- **WORK REQUEST**: Output the following data exactly.
-------- AVAILABLE DATA --------
PR #376, opened 2024-03-18
Qparege with constraints and batch proposals crashes

bertiqwerty:
The error was not detected because earlier
- ~~The previous constraint-test of Qparego didn't seem to have constraints.~~ _There are output constraints but no input constraints in the test._
- The previous constraint-test didn't test batch proposals even though it looked like it did at first glance.

This PR also adds the detergent benchmark problem.

### DIFF
--- a/tests/bofire/benchmarks/test_detergent.py
+++ b/tests/bofire/benchmarks/test_detergent.py
@@ -1,0 +1,18 @@
+from bofire.benchmarks.detergent import Detergent
+from bofire.data_models.strategies.random import (
+    RandomStrategy as RandomStrategyDataModel,
+)
+from bofire.strategies.api import RandomStrategy
+
+
+def test_detergent():
+    d = Detergent()
+    assert len(d.domain.inputs) == 5
+    assert len(d.domain.outputs) == 5
+    assert len(d.domain.constraints) == 2
+
+    # check that the domain has feasible points
+    random_search_dm = RandomStrategyDataModel(domain=d.domain)
+    random_search = RandomStrategy(random_search_dm)
+    candidates = random_search.ask(2)
+    assert d.domain.constraints.is_fulfilled(candidates).all()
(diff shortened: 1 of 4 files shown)


tests/bofire/strategies/test_qparego.py
```diff
@@ -142,24 +143,27 @@ def test_qparego(num_test_candidates):
 
 @pytest.mark.parametrize(
     "num_test_candidates",
-    list(range(1, 2)),
+    [1, 2],
 )
 def test_qparego_constraints(num_test_candidates):
     # generate data
-    benchmark = C2DTLZ2(dim=4)
+    benchmark = Detergent()
```
jduerholt, line 150: Can you keep the test with C2DTLZ2 here? Because it is used to test if qparego also work with output constraints which are present in C2DTLZ2. You can copy the test for the input constraints and then use the `Detergent` benchmark.

jduerholt (changes requested):
Hi @bertiqwerty,

very good catch. I totally overlooked it. I am also currently working on a PR refactoring the `batch_limit` and maxiter stuff to make it more transparent. I hope to get it landed this week.

One thing out of curiosity: are you also trying `MOBO` with `qlognehvi` on these problems? In our experience, it performs really well, but 5 outputs could be also too tough from a numeric perspective for hypervolume based methods ...

Best,

Johannes

tests/bofire/benchmarks/test_detergent.py
```diff
@@ -0,0 +1,18 @@
...
+def test_detergent():
+    d = Detergent()
+    assert len(d.domain.inputs) == 5
+    assert len(d.domain.outputs) == 5
+    assert len(d.domain.constraints) == 2
+
+    # check that the domain has feasible points
+    random_search_dm = RandomStrategyDataModel(domain=d.domain)
+    random_search = RandomStrategy(random_search_dm)
+    candidates = random_search.ask(2)
```
jduerholt, line 17: Can you also add a call to f?

```
d.f(candidates)
```

So that it is checked that it is functional?

jduerholt (approved):
Hi Behrang,

looks good for me. Only one minor thing, but just go forward with it ;)

Best,

Johannes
--------
- **COMPLETED EXERCISE**:
PR #376, opened 2024-03-18
Qparege with constraints and batch proposals crashes

bertiqwerty:
The error was not detected because earlier
- ~~The previous constraint-test of Qparego didn't seem to have constraints.~~ _There are output constraints but no input constraints in the test._
- The previous constraint-test didn't test batch proposals even though it looked like it did at first glance.

This PR also adds the detergent benchmark problem.

### DIFF
--- a/tests/bofire/benchmarks/test_detergent.py
+++ b/tests/bofire/benchmarks/test_detergent.py
@@ -1,0 +1,18 @@
+from bofire.benchmarks.detergent import Detergent
+from bofire.data_models.strategies.random import (
+    RandomStrategy as RandomStrategyDataModel,
+)
+from bofire.strategies.api import RandomStrategy
+
+
+def test_detergent():
+    d = Detergent()
+    assert len(d.domain.inputs) == 5
+    assert len(d.domain.outputs) == 5
+    assert len(d.domain.constraints) == 2
+
+    # check that the domain has feasible points
+    random_search_dm = RandomStrategyDataModel(domain=d.domain)
+    random_search = RandomStrategy(random_search_dm)
+    candidates = random_search.ask(2)
+    assert d.domain.constraints.is_fulfilled(candidates).all()
(diff shortened: 1 of 4 files shown)


tests/bofire/strategies/test_qparego.py
```diff
@@ -142,24 +143,27 @@ def test_qparego(num_test_candidates):
 
 @pytest.mark.parametrize(
     "num_test_candidates",
-    list(range(1, 2)),
+    [1, 2],
 )
 def test_qparego_constraints(num_test_candidates):
     # generate data
-    benchmark = C2DTLZ2(dim=4)
+    benchmark = Detergent()
```
jduerholt, line 150: Can you keep the test with C2DTLZ2 here? Because it is used to test if qparego also work with output constraints which are present in C2DTLZ2. You can copy the test for the input constraints and then use the `Detergent` benchmark.

jduerholt (changes requested):
Hi @bertiqwerty,

very good catch. I totally overlooked it. I am also currently working on a PR refactoring the `batch_limit` and maxiter stuff to make it more transparent. I hope to get it landed this week.

One thing out of curiosity: are you also trying `MOBO` with `qlognehvi` on these problems? In our experience, it performs really well, but 5 outputs could be also too tough from a numeric perspective for hypervolume based methods ...

Best,

Johannes

tests/bofire/benchmarks/test_detergent.py
```diff
@@ -0,0 +1,18 @@
...
+def test_detergent():
+    d = Detergent()
+    assert len(d.domain.inputs) == 5
+    assert len(d.domain.outputs) == 5
+    assert len(d.domain.constraints) == 2
+
+    # check that the domain has feasible points
+    random_search_dm = RandomStrategyDataModel(domain=d.domain)
+    random_search = RandomStrategy(random_search_dm)
+    candidates = random_search.ask(2)
```
jduerholt, line 17: Can you also add a call to f?

```
d.f(candidates)
```

So that it is checked that it is functional?

jduerholt (approved):
Hi Behrang,

looks good for me. Only one minor thing, but just go forward with it ;)

Best,

Johannes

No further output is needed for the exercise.